**EXERCISE:** Begin at the top of the records and copy each line exactly. The line containing "On the other" is the last one to include.
((
PR #1030, opened 2022-02-28
Try using function toString for map key

### LINKED ISSUE #1025: Problems with React Fast Refresh
Hi, while it works well in most cases, we experience some bugs.

1. Editing functions out of react tree aren't updated. For example, update the logic of your read-only atom and issue a state update.
2. The referential integrity of the atom store gets broken. I receive no longer state updates. I need to reload to fix it.

All issues happen when using react fast refresh with https://github.com/gsoft-inc/craco. We use the jotai babel preset as documented on the website!

Thank you and keep up the good work!

Thisen:
Implementation is an experiment. Lets see.

Closes #1025.

### DIFF
--- a/src/babel/plugin-react-refresh.ts
+++ b/src/babel/plugin-react-refresh.ts
@@ -19,9 +19,9 @@ export default function reactRefreshPlugin({
             cache: new Map(),
             get(name, inst) { 
               if (this.cache.has(name)) {
-                return this.cache.get(name)
+                return this.cache.get(name + inst.toString())
               }
-              this.cache.set(name, inst)
+              this.cache.set(name + inst.toString(), inst)
               return inst
             },
           }`)()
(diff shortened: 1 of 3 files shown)


dai-shi (commented):
the change looks okay.

dai-shi:
@Thisen I was trying to test this, but before going into it, found the original codesandbox example doesn't work.
https://codesandbox.io/s/priceless-benz-bgf3b in https://jotai.org/docs/api/babel

Do you know what causes it?

Thisen:
I can check it out, but since we can't support the issue fully, I think we should just close. WDYT @dai-shi ?

dai-shi:
I still don't understand the real issue in #1025. Can you help with [the comment](https://github.com/pmndrs/jotai/issues/1025#issuecomment-1062362840)?

On the other hand, this PR seems reasonable and valuable.
Do you think if you can create a codesandbox example that fails without this PR, and will be fixed by this PR?

Thisen:
Closing due to somewhat hacky solution. Can re-open if we decide otherwise.

PR #1032, opened 2022-02-28
[docs] Add base example

### LINKED ISSUE #1031: [Docs] Create a base example
There are some examples with only core functions, without `codesandbox` for developers to try. Such as [Use Reset Atom](https://jotai.org/docs/utils/use-reset-atom) or [Resetting default values](https://jotai.org/docs/utils/atom-with-default#resetting-default-values)
So I think it's a good idea to add an base example, developers only need to copy core function and paste, then can enjoy playing around the code.
Currently, I think we can add it at the top of `utils`.

Suggestions are welcome!

LuckyPigeon:
fix #1031

### DIFF
--- a/docs/api/utils.mdx
+++ b/docs/api/utils.mdx
@@ -5,6 +5,7 @@ nav: 2.02
 ---
 
 This is an overview over atom creators/hooks utilities that can found under `jotai/utils`. Each utility is listed below with a link to their description/API.
+You can play around the examples with this [base example](https://codesandbox.io/s/red-wind-eptiu0)
 
 ## Overview
 


dai-shi (commented):
Hmm, I'm not sure if this helps anything meaningful. It's not harmful though.
@sandren What do you think?

sandren:
> Hmm, I'm not sure if this helps anything meaningful. It's not harmful though. @sandren What do you think?

@dai-shi I think something like a "base" sandbox may be helpful for developing more complex examples, but I don't think it's helpful to link to this sandbox from the docs.

PR #1040, opened 2022-03-04
[docs] Update debugging link

LuckyPigeon:
hyper links in [Frozen Atom](https://jotai.org/docs/guides/debugging#frozen-atoms) is too old, needs some update.


dai-shi (approved):
Thanks so much for the fix!!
))
**EXERCISE SOLUTION:**
PR #1030, opened 2022-02-28
Try using function toString for map key

### LINKED ISSUE #1025: Problems with React Fast Refresh
Hi, while it works well in most cases, we experience some bugs.

1. Editing functions out of react tree aren't updated. For example, update the logic of your read-only atom and issue a state update.
2. The referential integrity of the atom store gets broken. I receive no longer state updates. I need to reload to fix it.

All issues happen when using react fast refresh with https://github.com/gsoft-inc/craco. We use the jotai babel preset as documented on the website!

Thank you and keep up the good work!

Thisen:
Implementation is an experiment. Lets see.

Closes #1025.

### DIFF
--- a/src/babel/plugin-react-refresh.ts
+++ b/src/babel/plugin-react-refresh.ts
@@ -19,9 +19,9 @@ export default function reactRefreshPlugin({
             cache: new Map(),
             get(name, inst) { 
               if (this.cache.has(name)) {
-                return this.cache.get(name)
+                return this.cache.get(name + inst.toString())
               }
-              this.cache.set(name, inst)
+              this.cache.set(name + inst.toString(), inst)
               return inst
             },
           }`)()
(diff shortened: 1 of 3 files shown)


dai-shi (commented):
the change looks okay.

dai-shi:
@Thisen I was trying to test this, but before going into it, found the original codesandbox example doesn't work.
https://codesandbox.io/s/priceless-benz-bgf3b in https://jotai.org/docs/api/babel

Do you know what causes it?

Thisen:
I can check it out, but since we can't support the issue fully, I think we should just close. WDYT @dai-shi ?

dai-shi:
I still don't understand the real issue in #1025. Can you help with [the comment](https://github.com/pmndrs/jotai/issues/1025#issuecomment-1062362840)?

On the other hand, this PR seems reasonable and valuable.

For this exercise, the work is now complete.